Stored items
PR #257, opened 2018-12-28
Fix declarations of functions without arguments

george-hopkins:
When compiled with `-Wstrict-prototypes` warnings are emitted for functions which don't take declare the type of their arguments. By setting the argument list to `void`, we can explicitely specify that the functions take no arguments. The patch only affects C code and is backwards-compatible.

### DIFF
--- a/include/tree_sitter/parser.h
+++ b/include/tree_sitter/parser.h
@@ -92,7 +92,7 @@ struct TSLanguage {
   struct {
     const bool *states;
     const TSSymbol *symbol_map;
-    void *(*create)();
+    void *(*create)(void);
     void (*destroy)(void *);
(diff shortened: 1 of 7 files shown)


maxbrunsfeld:
Hey @george-hopkins, I'm sorry I didn't take the time to understand and merge this before. I actually was unaware of this syntax until recently. 

Since you opened this PR, there have been some major changes to the repo (mainly https://github.com/tree-sitter/tree-sitter/pull/260), so this conflicts now.

I believe I've taken care of the `-Wstrict-prototypes` warning in https://github.com/tree-sitter/tree-sitter/commit/5a59f19b694993dbe841220e6b56508322201236.

Thanks for the contribution, and apologies again that I didn't merge it at the time.

PR #270, opened 2019-02-06
Bytes/C Fixes

vmg:
Hi @maxbrunsfeld! You forgot to merge part of my patch in the `rust-tree-sitter` repo: the attributes walker must be fixed to use `&[u8]` too, so we can continue using it from Treelights.

While I was here, I also fixed two C compilation warnings.

Cheers,
vmg

### DIFF
--- a/cli/src/tests/properties_test.rs
+++ b/cli/src/tests/properties_test.rs
@@ -40,7 +40,7 @@ fn test_walk_with_properties_with_nth_child() {
     parser.set_language(language).unwrap();
     let tree = parser.parse(source_code, None).unwrap();
 
-    let mut cursor = tree.walk_with_properties(&property_sheet, source_code);
+    let mut cursor = tree.walk_with_properties(&property_sheet, source_code.as_bytes());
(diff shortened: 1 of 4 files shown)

__WORK TASK__.
Count up the lines in the preceding data that include the word "shown"; respond with the number only.

__RESULT OF THIS EXERCISE__.
2